A seven-time Pro Bowler in his 12th year of service to the same team missing a day of preparing for E.J. Manuel's reign of terror this coming Sunday? One of the league's most dominant receivers will be plane-hopping during the season to tape a TV show? Surely the machine will break down from a weak link in the chain of the domino effect or something something.

I thought we'd evolved beyond this stuff. Tell me what is lost from Briggs not being at being at a Monday practice. What was he going to do that would make Jon Bostic and Shea McClellin better? Marshall maybe getting jet lag on the team's off day of Tuesday each week instead of rushing to a local studio Sunday evening while his bruises have yet to coagulate (which is totally fine for other players) -- that's going to affect his jump balls and manhandling of defensive backs on Sundays how exactly?

What do you the hand-wringer know that coach Marc Trestman does not? Because it's probably safe to say the coach has earned the benefit of the doubt regarding unorthodox methods and some abandoning of square-jawed football tradition. This despite David Haugh insulting him with, "The uncommon courtesy that makes Trestman an exceptional man, if taken advantage of by savvy players, potentially makes him a vulnerable head coach."

It's as though proven NFL vets are shady, bored high school kids asking the clueless, good-natured substitute teacher to use the bathroom.

With Trestman stepping into a locker room that was severely smarting from the departures of a beloved former coach in Lovie Smith and team captain in Brian Urlacher, there was severe skepticism as to how the new guy would fare last year. Especially since the 2013 team had so many veterans who, like any of us, aren't inclined to easily welcome change.

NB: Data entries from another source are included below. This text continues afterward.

PR #9712, opened 2023-11-22
create s3 image and pipeline

bentsku:
## Motivation
Now that the new S3 provider is out and does not have any dependencies on Moto, we wanted to get an S3-only LocalStack image, which would try to be slimmed down as much as we could without major changes to the code base.

## Changes
- create a new `Dockerfile.s3` to build a slim LocalStack image with almost no dependencies
- create a new GH Actions pipeline to test the image when changes in the core framework or S3 are made, and to manually publish it via a workflow dispatch.
- Check for Moto import and try to scope them inside patch functions
- modify providers to import the `MotoFallbackDispatcher` inside the plugin, as some other providers were doing, and not a global import.
- remove an SQS old util not used anymore, which imported Moto in `sqs/utils` which is used in the service router, imported globally
- split the S3 utils between regular and Moto ones for the legacy provider
- do conditional imports for legacy S3 needs in `s3/notifications.py`
- move a fixture importing Moto into the specific test file needing them `test_inspect.py`
- add a workaround for `account_id`/`region` fixture (needed for snapshot testing) when `sts` is not enabled and in LocalStack. \cc @dominikschubert I would like to have your input on this
- add `skipif` for S3 tests for tests depending on other services

For the PR to be ready to push to the regular LocalStack repo with the `localstack/localstack:latest-s3` image name and tag, we just need to change the value of `DOCKERHUB_IMAGE_NAME` in `.github/workflows/tests-s3-image.yml`, and change pack the push to Dockerhub to be only when done manually.

## Limitations
The S3 image does not contain:
- the global awslocal installation inside the container
- the DNS server to gain some size, but this could be added back if there's a need (it's started with `DNS_ADDRESS=false`)

## Testing
This was a test run with pushing enabled to a test repository:
https://github.com/localstack/localstack/actions/runs/6972644488
The image is available with `docker pull localstack/localstack-s3-test:latest-s3`, build 23/11/23 around 18:30
And last test run:
https://github.com/localstack/localstack/actions/runs/6981817553?pr=9712
Image is available with `docker pull localstack/localstack:s3-latest`. 
https://hub.docker.com/r/localstack/localstack/tags

The -ext pipeline was green except for some flake on ARM. 
## TODO

What's left to do:

- [x] find a way to have node inside the S3 image during testing for the InfraProvisioner fixture, or a way to not load it
- [x] should we create a new docker-save-image make target with gzip?


localstack/services/s3/notifications.py
```diff
@@ -47,6 +42,22 @@
...
+        get_key_from_moto_bucket,
+    )
+
+try:
+    from localstack.aws.api.events import PutEventsRequestEntry
+    from localstack.aws.api.lambda_ import InvocationType
+except ImportError:
+    # if we can't import it, we are in the S3-only image, where we don't need those, so we can safely skip
+    pass
+
```
bentsku, line 60: todo: we now keep all API, so this is safe to remove

setup.cfg
```diff
@@ -87,11 +87,29 @@ runtime =
     Quart>=0.19.2
     readerwriterlock>=1.0.7
     requests-aws4auth>=1.0
-    # explicitly set urllib3 to force its usage / ensure compatibility
-    urllib3>=2.0.7
```
bentsku, line 91: oops, this is a mistake from rebasing, will add back

tests/unit/test_sqs.py
```diff
@@ -4,8 +4,8 @@
 import localstack.services.sqs.models
 from localstack.services.sqs import provider
 from localstack.services.sqs.constants import DEFAULT_MAXIMUM_MESSAGE_SIZE
+from localstack.services.sqs.provider import _create_message_attribute_hash
 from localstack.services.sqs.utils import (
-    get_message_attributes_md5,
```
bentsku, line 8: old legacy util, was not used anymore

localstack/services/s3/provider.py
```diff
@@ -189,6 +185,13 @@
 from localstack.utils.time import parse_timestamp
 from localstack.utils.urls import localstack_host
 
+if config.LEGACY_V2_S3_PROVIDER:
+    from localstack.services.s3.utils_moto import (
+        get_bucket_from_moto,
+        get_key_from_moto_bucket,
+        is_moto_key_expired,
+    )
+
```
bentsku, line 194: this might not be needed, as it would only be loaded if `config.LEGACY_V2_S3_PROVIDER` is True.

Dockerfile.s3
```diff
@@ -0,0 +1,154 @@
...
+RUN --mount=type=cache,target=/var/cache/apt \
+    apt-get update && \
+        # Install dependencies to add additional repos
+        apt-get install -y --no-install-recommends \
+            # Runtime packages (groff-base is necessary for AWS CLI help)
+             ca-certificates curl make openssl
+# do we need the dns server?
+#             ca-certificates curl make openssl iputils-ping iproute2
+# default under
+#             ca-certificates curl gnupg make openssl tar pixz zip unzip groff-base iputils-ping nss-passwords procps iproute2 xz-utils
```
bentsku, line 19: I wasn't sure if we should ship the DNS server, but maybe we should to enable virtual host. It shouldn't be too much work to enable it, but it might route everything to LS instead of just S3.

Dockerfile.s3
```diff
@@ -0,0 +1,154 @@
...
+
+# expose default environment
+# Set edge bind host so localstack can be reached by other containers
+# set library path and default LocalStack hostname
+ENV USER=localstack
+ENV PYTHONUNBUFFERED=1
+
+# Install the latest version of awslocal globally
+# RUN --mount=type=cache,target=/root/.cache \
+#     pip3 install --upgrade awscli awscli-local requests
```
bentsku, line 51: I commented out the globally installed awscli inside the container, as it's really heavy. Now that they compress the specs, maybe we could add it but maybe it could be opt-it?

Dockerfile.s3
```diff
@@ -0,0 +1,154 @@
...
+# delete the API specs stubs for other services
+# delete the providers implementations for other services
+# TODO: remove the SQS ones, it depends on 'is_sqs_queue_url' in service_router.py
+# TODO: remove lambda one, testutil.py depends on it for fixtures
+# TODO: we also need dynamodb, don't remove the API for now, until we find a way for tests...
+# and now we need node for CDK... what a mess omg
+# Maybe we need a bit of an heavier image for tests?
+# RUN find localstack/aws/api/ -mindepth 1 -maxdepth 1 -type d -not -name s3 -not -name sqs -not -name lambda_ -exec rm -rf '{}' \;
+    # \ && \
+    # find localstack/services/ -mindepth 1 -maxdepth 1 -type d -not -name s3 -exec rm -rf '{}' \;
```
bentsku, line 107: this was a big back and forth for saving some MB, deleting the generated specs, but the tests need them, and it only adds some MB to the image. For now, we can leave it in.

Dockerfile.s3
```diff
@@ -0,0 +1,154 @@
...
+
+# Generate the plugin entrypoints
+RUN make entrypoints
+
+# Remove dependecies
+# RUN apt-get remove -y make
+# TODO: we need make to run tests, maybe we could have 2 steps: one for tests and one for push?
+
+# remove the other services from the entrypoints / TODO: not needed anymore with SERVICES
+# RUN sed -i '/\[localstack\.aws\.provider\]/,/^$/ { /^\[localstack\.aws\.provider\]/ b; /^$/ b; /localstack.services.providers:s3/!d; }' ./localstack_core.egg-info/entry_points.txt
```
bentsku, line 117: this is not needed anymore thanks to the `SERVICES` variable, I'll remove

Dockerfile.s3
```diff
@@ -0,0 +1,129 @@
...
+    mkdir -p /var/lib/localstack && \
+    chmod -R 777 /var/lib/localstack && \
+    mkdir -p /usr/lib/localstack && \
+    mkdir /tmp/localstack && \
+    chmod -R 777 /tmp/localstack && \
+    touch /tmp/localstack/.marker
+
+# install basic (global) tools to final image
+RUN --mount=type=cache,target=/root/.cache \
+    pip install --no-cache-dir --upgrade virtualenv
```
alexrashed, line 32: Is this necessary in the image? This could be neglected, or moved down to the installation of the dependencies.

Dockerfile.s3
```diff
@@ -0,0 +1,129 @@
...
+ADD bin/localstack bin/localstack.bat bin/localstack-supervisor bin/
+
+# install dependencies to run the LocalStack Pro runtime and save which ones were installed
+RUN --mount=type=cache,target=/root/.cache \
+    make install-s3
+RUN . .venv/bin/activate && pip3 freeze -l > requirements-runtime.txt
+
+# delete the botocore specs for other services (>80mb)
+# TODO: well now it's compressed and it's much lighter: 20mb maybe not worth it
+RUN find .venv/lib/python3.11/site-packages/botocore/data/ -mindepth 1 -maxdepth 1 -type d -not -name s3 -exec rm -rf '{}' \;
```
alexrashed, line 75: I guess this is not great, but not terrible. If it doesn't cause any issues, we could leave this optimization in. But if it turns out that this could be problematic, I would vote for removing this (since it seems a bit hacky).

bentsku: I agree it's not great, but it saves a lot of space. It didn't create any issues yet, so I felt safe doing it, and I'm not seeing another way of doing this. Because if we don't do this, without the `SERVICES` variables, then this is basically a LocalStack image for all services fully implemented in LocalStack like SQS. Let's see then!

Dockerfile.s3
bentsku: Oh, good question. This might have been kept from the base `Dockerfile`, I will check. But quick question, why would this not be necessary in this image but in the default `localstack` image?

.github/workflows/tests-s3-image.yml
```diff
@@ -0,0 +1,201 @@
...
+
+      - name: Save the S3 image
+        run: docker save ${{ env.IMAGE_NAME }} | gzip > ${{ env.IMAGE_NAME }}.tar.gz
+
+      - name: Store Docker image as artifact
+        uses: actions/upload-artifact@v3
+        with:
+          name: ${{ env.IMAGE_NAME }}
+          path: ${{ env.IMAGE_NAME }}.tar.gz
+          retention-days: 1
```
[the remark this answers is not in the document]
bentsku: Okay, yes, I wasn't sure, I felt like usually we kept the image to be able to download it from the artifacts if we couldn't find why there was an issue. However, the S3 image is rather easy to build locally so might not be needed?

Makefile
```diff
@@ -171,10 +174,19 @@ docker-create-push-manifests:	## Create and push manifests for a docker image (d
 docker-run-tests:		  ## Initializes the test environment and runs the tests in a docker container
 	# Remove argparse and dataclasses to fix https://github.com/pytest-dev/pytest/issues/5594
 	# Note: running "install-test-only" below, to avoid pulling in [runtime] extras from transitive dependencies
-	docker run -e LOCALSTACK_INTERNAL_TEST_COLLECT_METRIC=1 --entrypoint= -v `pwd`/tests/:/opt/code/localstack/tests/ -v `pwd`/target/:/opt/code/localstack/target/ -v /var/run/docker.sock:/var/run/docker.sock -v /tmp/localstack:/var/lib/localstack \
+	docker run -e LOCALSTACK_INTERNAL_TEST_COLLECT_METRIC=1 --entrypoint= -v `pwd`/tests/:/opt/code/localstack/tests/ -v `pwd`/localstack/testing/:/opt/code/localstack/localstack/testing/ -v `pwd`/target/:/opt/code/localstack/target/ -v /var/run/docker.sock:/var/run/docker.sock -v /tmp/localstack:/var/lib/localstack \
```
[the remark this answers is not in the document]
bentsku: This might be a remnant from when I was running tests locally and might not have rebuilt the image... but I can't remember for sure. I will remove it again because I can't think of a reason it would still be needed.

localstack/services/s3/notifications.py
```diff
@@ -679,7 +683,7 @@ class EventBridgeNotifier(BaseNotifier):
     @staticmethod
     def _get_event_payload(
         ctx: S3EventNotificationContext, config_id: NotificationId = None
-    ) -> PutEventsRequestEntry:
+    ) -> "PutEventsRequestEntry":
```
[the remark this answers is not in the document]
bentsku: Good catch, it's a remnant of a conditional import I removed. thanks!

tests/aws/conftest.py
```diff
@@ -30,21 +27,27 @@ def pytest_runtestloop(session):
...
-    for test_class in test_classes:
-        # set flag that terraform will be used
-        if TestTerraform is test_class:
-            test_init_functions.add(TestTerraform.init_async)
-            continue
+    # set flag that terraform will be used
+    if "TestTerraform" in test_classes:
+        from tests.aws.test_terraform import TestTerraform
+
+        test_init_functions.add(TestTerraform.init_async)
```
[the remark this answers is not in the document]
bentsku: I'll give it a try again if this is really necessary. I might have been overzealous, all these changes might actually not be needed anymore, this seems like a remnant from deleting all services except S3.

setup.cfg
```diff
@@ -92,6 +92,26 @@ runtime =
...
+    hypercorn>=0.14.4
+    localstack-client>=2.0
+    pyopenssl>=23.0.0
+    readerwriterlock>=1.0.7
+    requests-aws4auth>=1.0
+    Werkzeug>=3.0.0
+    xmltodict>=0.13.0
+    # TODO: remove those 2 dependencies
+    flask>=3.0.0
+    Quart>=0.19.2
```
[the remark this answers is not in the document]
bentsku: only thing is that we're going to re-introduce the hard dependency on `Flask`, because in the default `runtime` we were counting on `Moto` to install it for us. But it's planned to remove, we can do it explicitly then?

tests/aws/conftest.py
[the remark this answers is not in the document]
bentsku: I reverted the `TestTerraform` changes, but left the conditional import as trying to import OpenSearch is failing due to missing python dependencies (`opensearch-py`)

Dockerfile.s3
alexrashed: To be honest, I think the installation of `virtualenv` is a remnant from older times. I don't think we use it anywhere anymore (I think we use the builtin `venv` module of Python 3 everywhere).

alexrashed (commented):
Great iteration! Once we have @dominikschubert signing off the PR, and clarified the last open questions, we should be good to go! 🚀

setup.cfg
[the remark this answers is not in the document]
alexrashed: I like the new naming (`base-runtime`), so this conversation is resolved.

setup.cfg
```diff
@@ -57,40 +57,47 @@ localstack =
...
+    pyopenssl>=23.0.0
+    readerwriterlock>=1.0.7
+    requests-aws4auth>=1.0
+    # explicitly set urllib3 to force its usage / ensure compatibility
+    urllib3>=2.0.7
+    Werkzeug>=3.0.0
+    xmltodict>=0.13.0
+    # TODO: remove those 2 dependencies
+    flask>=3.0.0
+    Quart>=0.19.2
```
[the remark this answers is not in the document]
alexrashed: FYI: I created a PR to cleanup the last remaining usages of Quart (https://github.com/localstack/localstack/pull/9754).

Dockerfile.s3
bentsku: Oh okay, great, I'll remove 👍

localstack/services/s3/notifications.py
```diff
@@ -1,3 +1,5 @@
+from __future__ import annotations
+
```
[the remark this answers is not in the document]
bentsku: Because of the conditional imports of Moto classes, with it the types evaluation are postponed and will not fail. It's not great, but the other solution would be to split out the notifications into Moto/no Moto, or import inside the context creation, which is maybe better but incurs a little performance cost.

dominikschubert (approved):
Looked primarily over the test fixture related changes and they LGTM. We've recently discussed some alternatives like incorporating STS as a localstack-native service with s3.

For now I'm also in favor of the more pragmatic solution in this PR though :rocket:

alexrashed (approved):
This is awesome! Thanks for addressing the comments and bringing this over the line! 🚀 📦 💯

bentsku:
Thanks a lot @alexrashed for the thorough review(s) and @dominikschubert for the validation of the fixtures. I'll merge now. Thanks again!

''Not everybody's bought in," Jay Cutler said in July of 2013. "But that's OK. We still have a lot of time."

Over time, players did eventually warm to their new coach. To demand that Trestman needs to earn the right to let players he trusts do some non-football things is undermining an adult presumed by his superiors to be capable and responsible.

"'The overriding philosophy is to get to know each other, to develop levels of trust between each other — coaches and players, players and coaches — and define our behavior through respect and humility,'' Trestman was quoted in a Rick Morrissey column about a month ago. ''That we're going to respect everybody around us. We're going to treat them in high regard, and we're going to understand what humility means, which is that we're a part of something bigger than ourselves."

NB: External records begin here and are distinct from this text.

PR #9713, opened 2023-11-23
s3: fix test_put_bucket_logging_wrong_target for multi-account and region 

sannya-singal:
## Motivation
When using values other than `000000000000` for account ID or `us-east-1` for region, `test_put_bucket_logging_wrong_target` test should still create the consequent resources in this accounts and region.

## Changes
This PR:
- uses region specific `s3` clients for performing `PutBucketLogging` and `CreateBucket` operations. 
- adds regions transformers for both target and source origins. 
- updates snapshot.

### DIFF
--- a/tests/aws/services/s3/test_s3.py
+++ b/tests/aws/services/s3/test_s3.py
@@ -9214,12 +9214,29 @@ class TestS3BucketLogging:
         snapshot.match("get-bucket-logging", resp)
 
     @markers.aws.validated
-    def test_put_bucket_logging_wrong_target(self, aws_client, s3_create_bucket, snapshot):
+    def test_put_bucket_logging_wrong_target(
+        self,
+        aws_client,
+        aws_client_factory,
+        s3_create_bucket,
+        s3_create_bucket_with_client,
+        snapshot,
+    ):
         snapshot.add_transformer(snapshot.transform.key_value("TargetBucket"))
-        bucket_name = s3_create_bucket()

That "bigger" extends beyond the field, and Trestman knows it. Those questioning him now have also praised him for his relationships and trust with others, even some of the most troubled NFL names. With Briggs and Marshall, we see two players being criticized for preparing for life after football — something that so many sad stories have proved invaluable. It's also something that garners a beloved 1985 Bear a major magazine feature piece.

Trestman is wisely not about to participate in such hypocrisy. Instead, he respects his players.

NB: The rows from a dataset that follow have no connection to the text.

PR #9716, opened 2023-11-23
fix transfer.ListTagsForResource collect not implemented call

dfangl:
## Motivation
With a recent botocore update, we broke our collect-not-implemented operation in -ext.
Especially, the `transfer.ListTagsForResource` operation had issues, due to an arn pattern in the spec of `arn:\\S+`, which is not usable for generation.

## Changes
* Add pattern `arn:\\S+` to sanitation list.
* Remove empty leftover files of lambda cleanup (sneaked those in here)

### DIFF
--- a/localstack/aws/mocking.py
+++ b/localstack/aws/mocking.py
@@ -162,6 +162,7 @@ def sanitize_arn_pattern(pattern: str) -> str:
         "arn:aws.*:*",
         "^arn:aws.*",
         "^arn:.*",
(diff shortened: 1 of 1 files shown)


steffyP (approved):
Thanks so much for jumping onto this @dfangl 🙏 
Once the pipeline is green, it's ready to merge 🚀

alexrashed (approved):
Thanks for jumping on this! 🚀 🧹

In that same column about trust, the Sun-Times' Morrissey wrote, "The bigger point here is that there is no debating this is Trestman's team," along with insinuating that Martellus Bennett fighting and not hustling at practice was nothing to go overboard about. But now Trestman's handling of his team for equally, if not less,benign stuff is "bizarre" and a "head-scratcher."

From what we've observed so far, Trestman would need to prove he isn't an otherwise competent personnel handler for this criticism to hold weight. Trestman doesn't need to earn anything in that regard, because I'm pretty sure he "gets it."